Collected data
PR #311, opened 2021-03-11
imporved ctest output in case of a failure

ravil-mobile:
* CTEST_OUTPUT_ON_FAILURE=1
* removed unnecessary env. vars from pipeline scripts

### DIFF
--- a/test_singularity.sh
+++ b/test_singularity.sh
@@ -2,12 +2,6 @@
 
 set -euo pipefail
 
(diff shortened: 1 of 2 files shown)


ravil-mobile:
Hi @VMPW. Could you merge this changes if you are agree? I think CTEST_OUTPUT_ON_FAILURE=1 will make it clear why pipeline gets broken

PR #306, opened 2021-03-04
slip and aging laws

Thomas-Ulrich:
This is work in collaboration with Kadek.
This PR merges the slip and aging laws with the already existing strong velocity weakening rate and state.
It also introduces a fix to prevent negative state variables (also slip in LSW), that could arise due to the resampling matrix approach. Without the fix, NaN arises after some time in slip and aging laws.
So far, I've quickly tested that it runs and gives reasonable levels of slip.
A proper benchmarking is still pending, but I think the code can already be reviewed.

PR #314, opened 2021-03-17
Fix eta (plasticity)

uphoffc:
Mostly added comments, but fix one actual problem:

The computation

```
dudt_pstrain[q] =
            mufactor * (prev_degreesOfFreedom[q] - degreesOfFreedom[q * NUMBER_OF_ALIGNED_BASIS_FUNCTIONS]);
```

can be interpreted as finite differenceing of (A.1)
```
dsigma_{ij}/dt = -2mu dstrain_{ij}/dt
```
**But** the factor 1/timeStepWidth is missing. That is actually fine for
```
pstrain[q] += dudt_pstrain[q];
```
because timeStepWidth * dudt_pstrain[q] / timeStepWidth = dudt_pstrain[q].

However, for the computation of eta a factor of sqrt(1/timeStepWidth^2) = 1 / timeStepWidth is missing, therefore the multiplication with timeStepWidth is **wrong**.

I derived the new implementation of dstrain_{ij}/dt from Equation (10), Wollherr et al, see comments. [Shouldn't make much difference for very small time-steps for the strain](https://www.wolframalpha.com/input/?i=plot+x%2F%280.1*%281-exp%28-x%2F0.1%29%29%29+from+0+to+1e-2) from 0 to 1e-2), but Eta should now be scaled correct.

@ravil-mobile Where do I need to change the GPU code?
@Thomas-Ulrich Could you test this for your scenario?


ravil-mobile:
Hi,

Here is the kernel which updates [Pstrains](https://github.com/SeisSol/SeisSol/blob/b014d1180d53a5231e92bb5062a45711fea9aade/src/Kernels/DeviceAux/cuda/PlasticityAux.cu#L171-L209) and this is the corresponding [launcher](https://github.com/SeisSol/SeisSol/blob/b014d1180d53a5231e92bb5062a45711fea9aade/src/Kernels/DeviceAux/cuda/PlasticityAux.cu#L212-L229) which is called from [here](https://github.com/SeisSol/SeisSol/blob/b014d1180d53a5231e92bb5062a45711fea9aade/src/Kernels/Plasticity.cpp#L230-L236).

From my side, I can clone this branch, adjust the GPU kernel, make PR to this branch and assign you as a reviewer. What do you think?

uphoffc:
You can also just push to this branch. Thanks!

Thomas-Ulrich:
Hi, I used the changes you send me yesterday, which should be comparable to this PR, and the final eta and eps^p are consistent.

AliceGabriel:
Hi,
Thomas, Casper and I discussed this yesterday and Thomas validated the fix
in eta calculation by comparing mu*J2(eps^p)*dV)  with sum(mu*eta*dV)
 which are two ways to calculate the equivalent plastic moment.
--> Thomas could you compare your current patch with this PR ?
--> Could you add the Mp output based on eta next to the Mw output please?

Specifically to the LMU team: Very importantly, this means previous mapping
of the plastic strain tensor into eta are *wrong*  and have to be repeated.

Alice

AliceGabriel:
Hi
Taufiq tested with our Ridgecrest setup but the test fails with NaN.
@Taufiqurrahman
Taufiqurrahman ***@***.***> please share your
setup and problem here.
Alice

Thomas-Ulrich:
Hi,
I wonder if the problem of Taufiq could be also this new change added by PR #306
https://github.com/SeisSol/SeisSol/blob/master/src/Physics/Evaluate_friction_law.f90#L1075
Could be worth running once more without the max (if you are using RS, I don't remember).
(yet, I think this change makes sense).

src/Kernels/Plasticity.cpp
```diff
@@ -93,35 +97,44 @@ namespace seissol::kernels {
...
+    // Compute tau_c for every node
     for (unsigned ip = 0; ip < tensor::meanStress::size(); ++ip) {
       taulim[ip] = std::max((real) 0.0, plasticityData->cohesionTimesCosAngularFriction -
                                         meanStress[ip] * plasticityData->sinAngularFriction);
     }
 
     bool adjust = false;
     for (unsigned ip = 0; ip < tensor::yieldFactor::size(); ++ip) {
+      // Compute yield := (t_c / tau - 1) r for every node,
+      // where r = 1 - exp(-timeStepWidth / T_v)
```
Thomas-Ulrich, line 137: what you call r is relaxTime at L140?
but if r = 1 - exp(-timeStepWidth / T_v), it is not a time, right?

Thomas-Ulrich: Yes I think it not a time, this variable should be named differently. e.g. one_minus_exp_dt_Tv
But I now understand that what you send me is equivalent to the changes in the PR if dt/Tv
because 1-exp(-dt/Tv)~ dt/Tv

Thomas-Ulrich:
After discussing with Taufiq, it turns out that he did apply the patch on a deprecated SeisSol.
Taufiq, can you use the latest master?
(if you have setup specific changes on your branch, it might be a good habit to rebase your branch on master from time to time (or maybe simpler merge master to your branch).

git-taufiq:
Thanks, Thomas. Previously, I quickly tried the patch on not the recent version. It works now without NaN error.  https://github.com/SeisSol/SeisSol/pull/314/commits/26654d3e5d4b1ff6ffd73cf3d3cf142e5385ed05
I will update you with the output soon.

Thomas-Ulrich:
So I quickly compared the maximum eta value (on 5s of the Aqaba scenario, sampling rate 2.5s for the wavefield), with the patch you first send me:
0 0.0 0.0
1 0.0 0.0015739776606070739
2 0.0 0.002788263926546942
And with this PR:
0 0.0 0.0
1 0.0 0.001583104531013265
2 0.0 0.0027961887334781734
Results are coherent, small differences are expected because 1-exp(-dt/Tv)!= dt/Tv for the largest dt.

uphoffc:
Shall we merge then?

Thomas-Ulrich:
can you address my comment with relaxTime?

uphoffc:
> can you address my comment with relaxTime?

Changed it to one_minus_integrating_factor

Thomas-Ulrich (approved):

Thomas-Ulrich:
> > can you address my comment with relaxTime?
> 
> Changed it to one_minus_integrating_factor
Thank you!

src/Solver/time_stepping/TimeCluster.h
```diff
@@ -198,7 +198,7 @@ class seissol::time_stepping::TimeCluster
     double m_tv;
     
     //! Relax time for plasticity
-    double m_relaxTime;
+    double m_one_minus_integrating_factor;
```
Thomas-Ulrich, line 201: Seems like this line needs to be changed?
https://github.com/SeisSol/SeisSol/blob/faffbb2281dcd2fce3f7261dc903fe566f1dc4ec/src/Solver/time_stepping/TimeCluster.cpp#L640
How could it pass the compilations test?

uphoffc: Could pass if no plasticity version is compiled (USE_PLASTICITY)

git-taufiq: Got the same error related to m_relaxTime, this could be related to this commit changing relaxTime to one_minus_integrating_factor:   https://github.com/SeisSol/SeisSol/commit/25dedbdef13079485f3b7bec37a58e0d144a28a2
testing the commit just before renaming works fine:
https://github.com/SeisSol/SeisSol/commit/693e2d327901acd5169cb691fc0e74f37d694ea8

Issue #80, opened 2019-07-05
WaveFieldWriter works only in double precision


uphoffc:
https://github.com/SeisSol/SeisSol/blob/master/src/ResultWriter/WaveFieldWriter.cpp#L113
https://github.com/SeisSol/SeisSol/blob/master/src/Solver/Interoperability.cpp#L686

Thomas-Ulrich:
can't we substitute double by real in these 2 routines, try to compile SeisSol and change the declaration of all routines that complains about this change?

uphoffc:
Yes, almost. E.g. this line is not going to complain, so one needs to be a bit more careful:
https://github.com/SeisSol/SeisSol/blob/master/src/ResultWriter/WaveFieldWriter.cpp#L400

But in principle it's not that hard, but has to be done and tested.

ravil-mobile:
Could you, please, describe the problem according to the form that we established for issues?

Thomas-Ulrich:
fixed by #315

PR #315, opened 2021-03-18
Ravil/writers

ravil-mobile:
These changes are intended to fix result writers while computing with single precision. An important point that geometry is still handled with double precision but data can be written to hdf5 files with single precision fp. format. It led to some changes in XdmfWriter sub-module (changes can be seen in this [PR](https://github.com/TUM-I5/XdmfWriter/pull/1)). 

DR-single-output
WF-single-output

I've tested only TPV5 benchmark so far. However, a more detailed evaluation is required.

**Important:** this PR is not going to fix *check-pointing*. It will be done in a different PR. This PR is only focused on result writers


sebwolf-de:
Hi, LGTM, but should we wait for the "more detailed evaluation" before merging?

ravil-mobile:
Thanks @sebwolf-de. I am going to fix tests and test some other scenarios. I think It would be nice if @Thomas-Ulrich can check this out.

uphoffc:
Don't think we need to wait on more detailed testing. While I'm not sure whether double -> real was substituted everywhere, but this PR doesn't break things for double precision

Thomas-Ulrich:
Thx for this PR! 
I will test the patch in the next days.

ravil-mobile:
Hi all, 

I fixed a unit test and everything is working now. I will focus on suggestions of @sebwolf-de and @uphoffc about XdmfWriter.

**How to complete this task:**
Only lines holding the word "already" are wanted, so copy each of them from the records above.

**Solved problem:**
This PR merges the slip and aging laws with the already existing strong velocity weakening rate and state.
A proper benchmarking is still pending, but I think the code can already be reviewed.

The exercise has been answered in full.